Lea Boy

Personal information
- Nationality: German
- Born: 24 January 2000 (age 26)

Sport
- Country: Germany
- Sport: Open water swimming
- Event: 5 km
- Club: SV Würzburg 05

Medal record
Women's swimming
Representing Germany
World Championships
| Gold medal – first place | 2019 Gwangju | Team event |
| Gold medal – first place | 2022 Budapest | Team event |
| Silver medal – second place | 2022 Budapest | 25 km open water |
European Championships
| Gold medal – first place | 2020 Budapest | 25 km open water |
| Silver medal – second place | 2020 Budapest | Team relay |
| Silver medal – second place | 2024 Belgrade | 25 km open water |
| Bronze medal – third place | 2025 Stari Grad | 3 km open water |
| Bronze medal – third place | 2025 Stari Grad | 10 km open water |

= Lea Boy =

German open water swimmer (born 2000)

Lea Boy (born 24 January 2000) is a German open water swimmer.

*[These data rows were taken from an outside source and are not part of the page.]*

Issue #458, opened 2026-08-22
Windows: RSC Nitro build hits EMFILE reading the pnpm store


kira-1011:
## Summary

On Windows, the RSC Nitro build exhausts file handles while reading the pnpm store, so
`core-external.test.ts` fails with `EMFILE`. Split out of #440, where the rest of
`@farm.js/plugin` now passes.

## Reproduction

`packages/farmjs-plugin/src/rsc/core-external.test.ts` on Windows 11, Node.js 24:

```
[FARM] Building RSC server with Nitro (preset: node-server)...
[error] [nitro] Error: EMFILE: too many open files, open
  'E:\.pnpm-store\v11\files\f9\8bd4b23d2a549ad9fdd53203af03adf173b624313dcb37ca82ff4382fda9...'

FAIL  src/rsc/core-external.test.ts > RSC core runtime bundling > builds and boots a real
      RSC app with exact-root runtime imports outside the workspace
Tests  1 failed | 4 passed (5)
```

The failure is inside `buildRscNitro`, in Nitro's own tracing of dependencies, rather than
in Farm code. `nitro-build.test.ts` runs the same build and passes, so this is about how
many files this fixture's dependency graph opens at once.

## Notes

- Passes on Linux. Both jobs in #456 are green with the package unskipped there.
- Windows applies a per-process limit to concurrent C runtime file descriptors, and Node
  exposes no way to raise it, so this may vary with the store layout and the machine.
  Worth confirming on a GitHub runner before assuming it reproduces everywhere.
- Nitro also logs a non-fatal `EPERM` for its `last-build` symlink during the same build,
  which is a separate Windows papercut and does not stop the build.

## Environment

- `@farm.js/core` `0.1.0-beta.56`
- Windows 11, Node.js 24, non-elevated shell
- Preset: `node-server`

---

@Kinfe123, happy to take this one too if you think it is worth chasing upstream. Could you
assign it to me?

Kinfe123:
makes sense. i think you should confirm it repros on the github runner first since windows file limits vary per machine. if it's nitro's tracing opening too many files at once then yeah it belongs upstream, worth filing there with the trace. fine keeping the test skipped on win32 until then.

Kinfe123:
[...]

PR #456, opened 2026-08-22
chore: upgrade vitest to 3.2.7

kira-1011:
## Summary

Closes #455.

#448 added `pool: "forks"` with a single fork on Windows for `@farm.js/core` and
`@farm.js/react`. vitest 1.x crashes during teardown there: every test passes, the summary
prints, then the run exits 139 or 127, so CI fails on a green suite. `@farm.js/plugin` hits
the same crash once its tests are no longer skipped.

vitest 3.2.7 does not crash. Measured with the overrides removed and the default pool:

| package | vitest 1.x | vitest 3.2.7 |
| --- | --- | --- |
| `@farm.js/react` | exit 127, no summary | 24 files, 191 tests, exit 0 |
| `@farm.js/core` | exit 139 | 145 files, 1172 tests, exit 0 |
| `@farm.js/plugin` | crash after 3 or 4 files | run completes, only the #440 failures remain |

Vite's own repo runs its Windows job on the default pool for the same reason.

## Changes

- Move the twelve packages that declare `vitest` from `^1.1.0` / `^1.6.1` to `^3.2.7`, and
  `@vitest/coverage-v8` with them since it is version locked.
- Delete the Windows pool override from `packages/farm/vitest.config.ts` and
  `packages/farm-react/vitest.config.ts`.
- Add explicit timeouts to `@farm.js/core` and `@farm.js/eve`, scaled for CI the way
  `vite/vitest.config.e2e.ts` does.

## Why the timeouts

The override removed all parallelism, which hid how tight the 5s default was. Restoring it
means the fixtures that bundle a config or spawn a subprocess compete for the machine.
Alone they are quick:

```
app-markdown.test.ts    635ms
type-artifacts.test.ts  2072ms
layers.test.ts          2250ms
```

Under a full 145 file run they pass 5s and fail, and which ones fail varies per run.

## Side effects worth noting

- `@farm.js/core` drops from 203s to 80s, since the override serialised it.
- The `EMFILE: too many open files` in `@farm.js/plugin` is gone. It only appeared under
  the single-fork override, so the workaround was causing it.
- `@farm.js/plugin` now runs to completion, which unblocks verifying the fixes in #440.

## Test plan

Windows 11, Node.js 24.

- [x] `node scripts/test-packages.js --skip-incompatible`: `Tested 28 packages. Skipped 3 packages.` exit 0
- [x] `@farm.js/core`: 145 files, 1172 passed, 6 skipped, exit 0
[...]

PR #464, opened 2026-08-22
fix(windows): run auth, cli, and plugin tests again

### LINKED ISSUE #440: Windows: remaining failures in auth, cli, and plugin

kira-1011:
## Summary

Closes #440.

The three packages #448 skipped on `win32` now run again, so
`scripts/test-packages.js` no longer needs its skip list. Each had a real bug behind it.

**`@farm.js/auth` never closed the database it opened.** The better-auth runtime is cached
on `globalThis`, but the reference to its connection was dropped, so nothing could close
it. On SQLite that held a file lock and failed the temp cleanup with `EBUSY`; on every
other driver it left a pool open for the life of the process.

**`@farm.js/cli` single quoted Windows paths in the commands it prints.**
`formatCommandArgument` treated a backslash as unsafe, so `--config C:\...\wrangler.jsonc`
was displayed wrapped in POSIX quotes, which is not valid in a Windows shell. Separately,
`doctor` reported project relative paths with native separators where the rest of the
package already uses `toPosix`.

**`@farm.js/plugin` matched externals with forward slash substrings.**
`id.includes("dist/rsc")` never matches `C:\...\dist\rsc\index.js`, so the same module was
external in one pass and not in the next, and Rollup rejected it with `is resolved as a
module now, but it was an external module before`.

## Changes

- `disposeFarmAuth()` closes the connection and drops the cached runtime, exported from
  `internal.ts` beside `migrateFarmAuth`. A reconfigure closes the connection the previous
  runtime was using. Execution paths that hand out a database are untouched.
- `formatCommandArgument` accepts a backslash on `win32` only, keeping the quote style, so
  untrusted values are still quoted. `doctor` reports paths through `toPosix`.
- The externals predicate normalises the id before matching.
- Both plugin build fixtures waited unbounded for a child exit after `SIGKILL`. Windows
  maps both signals to `TerminateProcess`, so an exit event that had already fired left the
  run hanging rather than failing. Bounded to 5s.
- `@farm.js/auth` gets the timeouts `@farm.js/core` and `@farm.js/eve` took in #456.
- Remove `WINDOWS_SKIPPED` from `scripts/test-packages.js`.

## Test plan

Windows 11, Node.js 24, on top of #456.

- [x] `node scripts/test-packages.js --skip-incompatible`: `Tested 31 packages. Skipped 0 packages.` exit 0
- [x] `@farm.js/auth`: 2 files, 6 tests
- [x] `@farm.js/cli`: 81 passed
- [x] `@farm.js/plugin`: 10 files, 43 passed, 1 skipped
- [x] `pnpm --filter @farm.js/core type-check`
- [x] Root `pnpm lint`

The auth dispose was written test first: the new test failed with
`disposeFarmAuth is not a function` before the implementation existed.

## Notes

One fixture stays skipped on Windows: `core-external.test.ts` builds an RSC app whose
dependency graph makes Nitro exhaust file handles reading the pnpm store, reported in #458.
Windows caps concurrent C runtime descriptors and Node cannot raise it, so that one may be
machine dependent and is worth confirming on a runner.

Fixing the unbounded teardown is what made this diagnosable. Both tests previously ran for
400 seconds without completing, which read as a hung build. The build had finished and the
assertions had passed; only the teardown was stuck.

---
## Summary by cubic
Re-enables Windows tests for `@farm.js/auth`, `@farm.js/cli`, and `@farm.js/plugin` by fixing resource cleanup, path quoting, and external matching. Handles dispose/reconfigure races in the auth runtime and removes the Windows skip list so these packages run on Windows again.

- `@farm.js/auth`: Keep and close the database handle; export `disposeFarmAuth()`; close on dispose and on reconfigure; wait for in-flight runtime creation to register before closing; tests ensure temp files self-clean.
- `@farm.js/cli`: Treat backslashes as safe on win32 so printed commands aren’t POSIX-quoted; `doctor` reports POSIX paths consistently.
- `@farm.js/plugin`: Normalize ids before external matching to avoid Windows inconsistencies; bound child-process teardown to 5s and fail if the child does not exit; one RSC build fixture remains skipped on Windows pending #458.
- `scripts/test-packages.js`: Remove the Windows skip list.
- `vitest`: Share higher test/hook timeouts via `vitest.shared.ts` and apply in multiple packages.

**Migration**
- If tests create an `@farm.js/auth` runtime, call `disposeFarmAuth()` in teardown to release SQLite file handles.

<sup>Written for commit 3fdd98d73f470cb109d568d941398a656708f029. Summary will update on new commits.</sup>

<a href="https://cubic.dev/pr/farming-labs/farm.js/pull/464?utm_source=github" target="_blank" rel="noopener noreferrer" data-no-image-dialog="true"><picture><source media="(prefers-color-scheme: dark)" srcset="https://www.cubic.dev/buttons/review-in-cubic-dark.svg"><source media="(prefers-color-scheme: light)" srcset="https://www.cubic.dev/buttons/review-in-cubic-light.svg">Review in cubic</picture></a>

### DIFF
--- a/packages/farm-auth/src/internal.ts
+++ b/packages/farm-auth/src/internal.ts
@@ -1,6 +1,7 @@
 import type { ResolvedFarmAuthConfig } from "./types.js";
 import {
   configureFarmAuth,
+  disposeFarmAuth as runDispose,
   getFarmAuthRuntime,
   migrateFarmAuth as runMigration,
 } from "./runtime.js";
@@ -48,4 +49,8 @@ export function createFarmAuthIntegration(
 
 export async function migrateFarmAuth(): Promise<void> {
   await runMigration();
+}
+
+export async function disposeFarmAuth(): Promise<void> {
+  await runDispose();
 }
--- a/packages/farm-auth/src/runtime.ts
+++ b/packages/farm-auth/src/runtime.ts
@@ -23,6 +23,8 @@ interface RuntimeState {
   config?: ResolvedFarmAuthConfig;
   options?: FarmAuthRuntimeOptions;
   runtime?: Promise<BetterAuthRuntime>;
+  /** Kept so the connection opened for the runtime can be closed again. */
+  database?: unknown;
 }
 
 type GlobalAuthState = typeof globalThis & {
@@ -49,7 +51,10 @@ export function configureFarmAuth(
   state.config = config;
   state.options = options;
   if (changed) {
+    const previous = state.database;
     state.runtime = undefined;
+    state.database = undefined;
+    if (previous) void closeDatabase(previous).catch(() => {});
   }
 }
 
@@ -77,6 +82,21 @@ export function getFarmAuthRequest(request?: Request): Request {
   return current;
 }
 
+/**
+ * Close the connection opened for the runtime and drop the cached instance.
+ *
+ * The runtime is cached on globalThis and its connection stays open for the life
+ * of the process, which leaves a file lock behind on SQLite and a pool open on
+ * every other driver. Call this from a teardown hook.
+ */
+export async function disposeFarmAuth(): Promise<void> {
+  const state = getState();
+  const database = state.database;
+  state.runtime = undefined;
+  state.database = undefined;
+  await closeDatabase(database);
+}
+
 export async function migrateFarmAuth(): Promise<void> {
   const state = getState();
   if (!state.config?.enabled || !state.options) {
@@ -100,6 +120,7 @@ async function createRuntime(
   options: FarmAuthRuntimeOptions,
 ): Promise<BetterAuthRuntime> {
   const authOptions = await createBetterAuthOptions(config, options);
+  getState().database = authOptions.database;
 
   if (options.mode === "development" && config.database.migrateInDevelopment) {
     const { getMigrations } = await import("better-auth/db/migration");
--- a/packages/farm-auth/src/runtime.ts
+++ b/packages/farm-auth/src/runtime.ts
@@ -66,7 +66,18 @@ export async function getFarmAuthRuntime(): Promise<BetterAuthRuntime> {
     );
   }
 
-  state.runtime ||= createRuntime(state.config, state.options);
+  if (!state.runtime) {
+    const runtime = createRuntime(state.config, state.options, (database) => {
+      // A dispose or reconfigure that raced this creation already closed what it
+      // knew about, so an orphaned connection closes itself instead of leaking.
+      if (state.runtime === runtime) {
+        state.database = database;
+      } else {
+        void closeDatabase(database).catch(() => {});
+      }
+    });
+    state.runtime = runtime;
+  }
   return state.runtime;
 }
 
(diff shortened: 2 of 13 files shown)


kira-1011:
Pushed two changes since the first review pass.

**The RSC build fixture is no longer skipped.** #468 unskipped it against a runner and the
Windows job passed, so the skip was hiding a working test:

```
✓ src/rsc/core-external.test.ts (5 tests) 17825ms
  ✓ builds and boots a real RSC app with exact-root runtime imports outside the workspace  17752ms
```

In 2018, she finished in 12th place in the women's 5 km at the 2018 European Aquatics Championships.

She participated at the 2019 World Aquatics Championships, winning a medal.

In 2019, she represented the Germany at the 2019 World Aquatics Championships in Gwangju, South Korea. She competed in the women's 25 km event and she finished in 12th place.